I offered, with all earnestness, the child’s universal apology, “I didn’t go to do it,” but felt that it was not accepted, and that I, Lulie’s acknowledged sweetheart, was not welcome. But boys are not oversensitive, and as I knew that to retire then would only make matters worse, I swallowed my confusion and joined in their play. Lulie did not introduce me to her companion, but I soon learned that his name was Frank, and that he was fast supplanting me in her favor. All my suggestions in regard to the disposition and arrangement of the furniture were at once overruled and disregarded for what he thought best.

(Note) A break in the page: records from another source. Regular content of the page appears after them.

PR #7135, opened 2026-06-04
fix: ensure loading state is shown during async conflict checks in EventRegistration

### LINKED ISSUE #7112: [Bug] Missing loading state on EventRegistration submission
## Summary

The 'Submit Registration' button located in `src/Pages/Events/EventRegistration.js` does not apply a visual loading state or disable itself immediately upon click, leading to unprotected asynchronous API calls.

## Impact

- Users on slow or high-latency network connections might assume their click didn't register and click the submit button multiple times.
- Multiple clicks can cause duplicate registration API requests to be sent to the backend.
- Can lead to database inconsistency or confusing error messages if the backend catches the duplicate independently.

## Fix

- Introduce an `isSubmitting` boolean state variable that is set to true immediately when the form is submitted.
- Use this state to disable the submit button and display a loading spinner.

## Changes

- Update `src/Pages/Events/EventRegistration.js` to manage the `isSubmitting` state.
- Update the submit button JSX to conditionally render a `<Spinner />` and apply `disabled={isSubmitting}`.

## Additional Info

This is a critical UX safeguard that prevents accidental duplicate bookings.

mrdeyroy:
## Summary
- I discovered that during event registration, the "Register" button's loading spinner wouldn't appear immediately if the app had to perform a schedule conflict check over the network.
- This caused a frustrating delay where the user would click the button and nothing would happen for a second or two, often leading to double-clicks.
- I moved the `setSubmitting(true)` call to the very beginning of the `handleSubmit` function so that the button immediately disables and shows the loader while the async API calls run in the background.

Fixes #7112

## Validation
- Clicked "Complete Registration" on an event.
- Verified that the button immediately grays out and shows the spinning `Loader2` while it checks for capacity and schedule conflicts.
- Ensured the loader properly turns off if a conflict is found and the conflict modal appears.

## Note
- This small UX tweak makes the registration flow feel way snappier!

### DIFF
--- a/src/Pages/Events/EventRegistration.js
+++ b/src/Pages/Events/EventRegistration.js
@@ -413,22 +413,37 @@ const EventRegistration = () => {
       return;
     }
 
-    const isFull = await checkEventCapacity(eventId, event);
-    if (isFull) {
-      const { getGlobalWaitlist } = await import("../../utils/waitlistUtils");
-      const records = getGlobalWaitlist();
-      const onWaitlist = records.some(
-        (r) => r.userId === user.id && r.eventId === parseInt(eventId) && r.status === "waiting"
-      );
-      if (onWaitlist) {
-        toast.error(t("eventRegistration.toastAlreadyWaitlisted"));
+    setSubmitting(true);
+    isSubmittingRef.current = true;
+
+    try {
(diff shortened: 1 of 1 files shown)


mrdeyroy:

All her questions and remarks were addressed to him, and they both seemed oblivious of my presence, save when they wished me to perform some office for them. Then Frank, as she called him, had such an insolent way of staring at me, and walking around with his hands stuck contemptuously into his trousers’ pockets. And when we had completed the house, and were cleaning up, he raked away the earth with his boots, and made little ditches around the walls with his heels, and stamped the walks level; in short, made such a display of his morocco that I felt quite ashamed of my plain copper-tip shoes, and tried to hide them as much as possible by standing in the grass. After awhile it was proposed to get the doll’s dinner ready, and then I thought of my errand. Without a moment’s consideration for Frank’s feeling, I broke out with: “Oh! Lulie, I forgot; you must come to our house to-morrow; we are going to have a dinner, and have got lots of good things cooked. There won’t be any other girls there but you, and your pa and ma are coming, too. Won’t you come?”
“I don’t know,” she replied, tying an apron on a very red-faced doll, with china feet, wooden legs, and her hair rubbed off the back of her head; “I don’t want to go much, ‘cause me and Frank are going to have a doll wedding to-morrow. Frank, let me tell you” – breaking off suddenly, and putting the doll down with her face on the ground, and her wooden limbs very much exposed, she took Frank aside to whisper something to him. I inferred it was a proposal to invite me to their dinner, as he replied loud enough for me to hear:
“No, let’s have it all by ourselves.”
Lulie seemed to assent, and as I had become rather incensed at the whole proceedings, I turned off without another word, and went home. Children suffer as keenly, if not as long, in their little loves and jealousies as older people; and I was as unhappy during the remainder of the day as was Octavia while Anthony was in Egypt. Many were the castles I had built in the air, in all of which Lulie reigned as queen. My favorite dream was to imagine her and myself wrecked, and playing Robinson Crusoe on some desert island. I had loved to think how we would sit together by the beach and watch the frightened billows fleeing to the shore, or stroll through shadowy forests in search of fruits; and how I would defend her from the wolves and bears, and how tender and confiding she would be when she had no one but me to look to. And then, at night, how cosy and snug we would be in our cave, which would be always warmed and lighted by some means. And when the savages came how we would shut the great stone door, and be safe and secure. But I had now found in the sand, not the naked foot print Robinson saw, but a boot track, which conjured up more fears and suspicions than Defoe ever conceived; for it told of the presence of a cannibal for my heart.